### REQUIRED ACTION
The answer must be the full listing, written out exactly.

### RECORDS FOR PROCESSING
*****

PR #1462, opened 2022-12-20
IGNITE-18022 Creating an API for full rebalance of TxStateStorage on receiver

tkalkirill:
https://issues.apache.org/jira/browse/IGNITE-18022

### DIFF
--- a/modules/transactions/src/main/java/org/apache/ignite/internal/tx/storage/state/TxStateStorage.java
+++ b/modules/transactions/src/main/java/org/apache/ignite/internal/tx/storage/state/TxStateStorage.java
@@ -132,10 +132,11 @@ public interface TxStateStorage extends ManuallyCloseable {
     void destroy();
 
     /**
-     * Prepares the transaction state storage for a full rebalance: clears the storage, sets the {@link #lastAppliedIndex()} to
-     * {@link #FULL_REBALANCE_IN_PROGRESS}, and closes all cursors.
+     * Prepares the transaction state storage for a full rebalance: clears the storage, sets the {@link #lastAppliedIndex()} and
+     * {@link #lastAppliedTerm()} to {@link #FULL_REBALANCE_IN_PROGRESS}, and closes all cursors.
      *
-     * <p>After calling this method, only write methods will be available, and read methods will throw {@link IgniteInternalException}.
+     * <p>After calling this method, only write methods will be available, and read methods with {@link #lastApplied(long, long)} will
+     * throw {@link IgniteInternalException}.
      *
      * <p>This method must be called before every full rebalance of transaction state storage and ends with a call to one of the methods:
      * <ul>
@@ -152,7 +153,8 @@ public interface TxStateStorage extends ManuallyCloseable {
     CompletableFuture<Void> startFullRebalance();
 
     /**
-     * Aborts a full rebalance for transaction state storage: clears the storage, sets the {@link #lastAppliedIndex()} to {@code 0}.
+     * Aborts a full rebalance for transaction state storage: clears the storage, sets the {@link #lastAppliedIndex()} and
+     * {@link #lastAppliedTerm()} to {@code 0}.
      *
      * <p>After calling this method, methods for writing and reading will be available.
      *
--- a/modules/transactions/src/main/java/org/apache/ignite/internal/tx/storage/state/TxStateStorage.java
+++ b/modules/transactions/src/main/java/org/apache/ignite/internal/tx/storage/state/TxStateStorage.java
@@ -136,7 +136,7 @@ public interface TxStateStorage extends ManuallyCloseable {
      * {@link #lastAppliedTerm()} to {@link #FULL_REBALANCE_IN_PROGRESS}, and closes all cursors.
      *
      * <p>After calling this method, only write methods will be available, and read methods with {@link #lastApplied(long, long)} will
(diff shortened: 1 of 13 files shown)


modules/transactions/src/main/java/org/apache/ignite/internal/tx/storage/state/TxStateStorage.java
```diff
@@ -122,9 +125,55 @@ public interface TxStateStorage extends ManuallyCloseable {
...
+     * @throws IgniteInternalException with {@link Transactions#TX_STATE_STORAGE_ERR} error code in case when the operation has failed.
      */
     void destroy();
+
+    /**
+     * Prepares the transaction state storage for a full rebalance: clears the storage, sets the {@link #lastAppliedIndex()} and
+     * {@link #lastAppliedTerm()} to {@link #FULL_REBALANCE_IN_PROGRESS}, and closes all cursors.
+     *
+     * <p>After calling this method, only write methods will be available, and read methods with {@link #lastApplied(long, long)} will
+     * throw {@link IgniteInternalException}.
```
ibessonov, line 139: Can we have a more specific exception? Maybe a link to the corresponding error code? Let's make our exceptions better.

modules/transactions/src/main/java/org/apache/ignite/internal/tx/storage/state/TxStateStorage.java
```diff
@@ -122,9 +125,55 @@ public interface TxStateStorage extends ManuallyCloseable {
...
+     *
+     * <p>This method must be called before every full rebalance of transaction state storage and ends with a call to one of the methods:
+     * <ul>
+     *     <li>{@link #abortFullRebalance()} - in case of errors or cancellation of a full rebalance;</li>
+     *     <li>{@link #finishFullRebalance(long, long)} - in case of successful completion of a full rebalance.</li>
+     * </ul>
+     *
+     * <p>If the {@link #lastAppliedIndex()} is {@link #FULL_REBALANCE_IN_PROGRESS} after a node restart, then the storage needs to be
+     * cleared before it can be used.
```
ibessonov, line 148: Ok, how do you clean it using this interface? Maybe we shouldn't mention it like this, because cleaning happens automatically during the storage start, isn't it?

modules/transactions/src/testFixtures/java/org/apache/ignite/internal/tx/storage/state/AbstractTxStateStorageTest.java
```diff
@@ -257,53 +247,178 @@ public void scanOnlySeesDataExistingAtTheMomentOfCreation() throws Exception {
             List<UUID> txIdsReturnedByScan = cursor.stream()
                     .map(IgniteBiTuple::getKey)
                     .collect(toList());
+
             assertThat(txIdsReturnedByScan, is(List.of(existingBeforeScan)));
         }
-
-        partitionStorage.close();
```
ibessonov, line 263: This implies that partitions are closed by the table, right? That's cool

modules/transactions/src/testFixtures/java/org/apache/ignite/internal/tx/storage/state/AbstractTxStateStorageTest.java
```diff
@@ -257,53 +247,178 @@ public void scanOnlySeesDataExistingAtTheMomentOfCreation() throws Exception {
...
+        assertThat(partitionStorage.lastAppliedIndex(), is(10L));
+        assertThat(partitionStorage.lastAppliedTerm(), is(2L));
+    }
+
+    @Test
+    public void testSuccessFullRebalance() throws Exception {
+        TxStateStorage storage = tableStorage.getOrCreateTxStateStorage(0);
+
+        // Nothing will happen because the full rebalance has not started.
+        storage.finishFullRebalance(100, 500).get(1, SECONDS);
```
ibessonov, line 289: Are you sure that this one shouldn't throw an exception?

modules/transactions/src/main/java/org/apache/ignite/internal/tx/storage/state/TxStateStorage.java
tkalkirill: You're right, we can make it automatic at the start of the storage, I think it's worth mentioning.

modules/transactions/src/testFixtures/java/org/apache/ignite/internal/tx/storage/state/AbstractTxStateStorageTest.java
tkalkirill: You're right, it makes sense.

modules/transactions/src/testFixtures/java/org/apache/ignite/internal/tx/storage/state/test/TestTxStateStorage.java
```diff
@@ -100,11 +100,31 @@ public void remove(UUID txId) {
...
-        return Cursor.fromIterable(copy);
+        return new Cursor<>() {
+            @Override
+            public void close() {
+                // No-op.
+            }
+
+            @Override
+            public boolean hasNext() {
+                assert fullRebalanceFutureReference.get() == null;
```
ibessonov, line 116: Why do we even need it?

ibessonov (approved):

*****

### TASK RESPONSE
PR #1462, opened 2022-12-20
IGNITE-18022 Creating an API for full rebalance of TxStateStorage on receiver

tkalkirill:
https://issues.apache.org/jira/browse/IGNITE-18022

### DIFF
--- a/modules/transactions/src/main/java/org/apache/ignite/internal/tx/storage/state/TxStateStorage.java
+++ b/modules/transactions/src/main/java/org/apache/ignite/internal/tx/storage/state/TxStateStorage.java
@@ -132,10 +132,11 @@ public interface TxStateStorage extends ManuallyCloseable {
     void destroy();
 
     /**
-     * Prepares the transaction state storage for a full rebalance: clears the storage, sets the {@link #lastAppliedIndex()} to
-     * {@link #FULL_REBALANCE_IN_PROGRESS}, and closes all cursors.
+     * Prepares the transaction state storage for a full rebalance: clears the storage, sets the {@link #lastAppliedIndex()} and
+     * {@link #lastAppliedTerm()} to {@link #FULL_REBALANCE_IN_PROGRESS}, and closes all cursors.
      *
-     * <p>After calling this method, only write methods will be available, and read methods will throw {@link IgniteInternalException}.
+     * <p>After calling this method, only write methods will be available, and read methods with {@link #lastApplied(long, long)} will
+     * throw {@link IgniteInternalException}.
      *
      * <p>This method must be called before every full rebalance of transaction state storage and ends with a call to one of the methods:
      * <ul>
@@ -152,7 +153,8 @@ public interface TxStateStorage extends ManuallyCloseable {
     CompletableFuture<Void> startFullRebalance();
 
     /**
-     * Aborts a full rebalance for transaction state storage: clears the storage, sets the {@link #lastAppliedIndex()} to {@code 0}.
+     * Aborts a full rebalance for transaction state storage: clears the storage, sets the {@link #lastAppliedIndex()} and
+     * {@link #lastAppliedTerm()} to {@code 0}.
      *
      * <p>After calling this method, methods for writing and reading will be available.
      *
--- a/modules/transactions/src/main/java/org/apache/ignite/internal/tx/storage/state/TxStateStorage.java
+++ b/modules/transactions/src/main/java/org/apache/ignite/internal/tx/storage/state/TxStateStorage.java
@@ -136,7 +136,7 @@ public interface TxStateStorage extends ManuallyCloseable {
      * {@link #lastAppliedTerm()} to {@link #FULL_REBALANCE_IN_PROGRESS}, and closes all cursors.
      *
      * <p>After calling this method, only write methods will be available, and read methods with {@link #lastApplied(long, long)} will
(diff shortened: 1 of 13 files shown)


modules/transactions/src/main/java/org/apache/ignite/internal/tx/storage/state/TxStateStorage.java
```diff
@@ -122,9 +125,55 @@ public interface TxStateStorage extends ManuallyCloseable {
...
+     * @throws IgniteInternalException with {@link Transactions#TX_STATE_STORAGE_ERR} error code in case when the operation has failed.
      */
     void destroy();
+
+    /**
+     * Prepares the transaction state storage for a full rebalance: clears the storage, sets the {@link #lastAppliedIndex()} and
+     * {@link #lastAppliedTerm()} to {@link #FULL_REBALANCE_IN_PROGRESS}, and closes all cursors.
+     *
+     * <p>After calling this method, only write methods will be available, and read methods with {@link #lastApplied(long, long)} will
+     * throw {@link IgniteInternalException}.
```
ibessonov, line 139: Can we have a more specific exception? Maybe a link to the corresponding error code? Let's make our exceptions better.

modules/transactions/src/main/java/org/apache/ignite/internal/tx/storage/state/TxStateStorage.java
```diff
@@ -122,9 +125,55 @@ public interface TxStateStorage extends ManuallyCloseable {
...
+     *
+     * <p>This method must be called before every full rebalance of transaction state storage and ends with a call to one of the methods:
+     * <ul>
+     *     <li>{@link #abortFullRebalance()} - in case of errors or cancellation of a full rebalance;</li>
+     *     <li>{@link #finishFullRebalance(long, long)} - in case of successful completion of a full rebalance.</li>
+     * </ul>
+     *
+     * <p>If the {@link #lastAppliedIndex()} is {@link #FULL_REBALANCE_IN_PROGRESS} after a node restart, then the storage needs to be
+     * cleared before it can be used.
```
ibessonov, line 148: Ok, how do you clean it using this interface? Maybe we shouldn't mention it like this, because cleaning happens automatically during the storage start, isn't it?

modules/transactions/src/testFixtures/java/org/apache/ignite/internal/tx/storage/state/AbstractTxStateStorageTest.java
```diff
@@ -257,53 +247,178 @@ public void scanOnlySeesDataExistingAtTheMomentOfCreation() throws Exception {
             List<UUID> txIdsReturnedByScan = cursor.stream()
                     .map(IgniteBiTuple::getKey)
                     .collect(toList());
+
             assertThat(txIdsReturnedByScan, is(List.of(existingBeforeScan)));
         }
-
-        partitionStorage.close();
```
ibessonov, line 263: This implies that partitions are closed by the table, right? That's cool

modules/transactions/src/testFixtures/java/org/apache/ignite/internal/tx/storage/state/AbstractTxStateStorageTest.java
```diff
@@ -257,53 +247,178 @@ public void scanOnlySeesDataExistingAtTheMomentOfCreation() throws Exception {
...
+        assertThat(partitionStorage.lastAppliedIndex(), is(10L));
+        assertThat(partitionStorage.lastAppliedTerm(), is(2L));
+    }
+
+    @Test
+    public void testSuccessFullRebalance() throws Exception {
+        TxStateStorage storage = tableStorage.getOrCreateTxStateStorage(0);
+
+        // Nothing will happen because the full rebalance has not started.
+        storage.finishFullRebalance(100, 500).get(1, SECONDS);
```
ibessonov, line 289: Are you sure that this one shouldn't throw an exception?

modules/transactions/src/main/java/org/apache/ignite/internal/tx/storage/state/TxStateStorage.java
tkalkirill: You're right, we can make it automatic at the start of the storage, I think it's worth mentioning.

modules/transactions/src/testFixtures/java/org/apache/ignite/internal/tx/storage/state/AbstractTxStateStorageTest.java
tkalkirill: You're right, it makes sense.

modules/transactions/src/testFixtures/java/org/apache/ignite/internal/tx/storage/state/test/TestTxStateStorage.java
```diff
@@ -100,11 +100,31 @@ public void remove(UUID txId) {
...
-        return Cursor.fromIterable(copy);
+        return new Cursor<>() {
+            @Override
+            public void close() {
+                // No-op.
+            }
+
+            @Override
+            public boolean hasNext() {
+                assert fullRebalanceFutureReference.get() == null;
```
ibessonov, line 116: Why do we even need it?

ibessonov (approved):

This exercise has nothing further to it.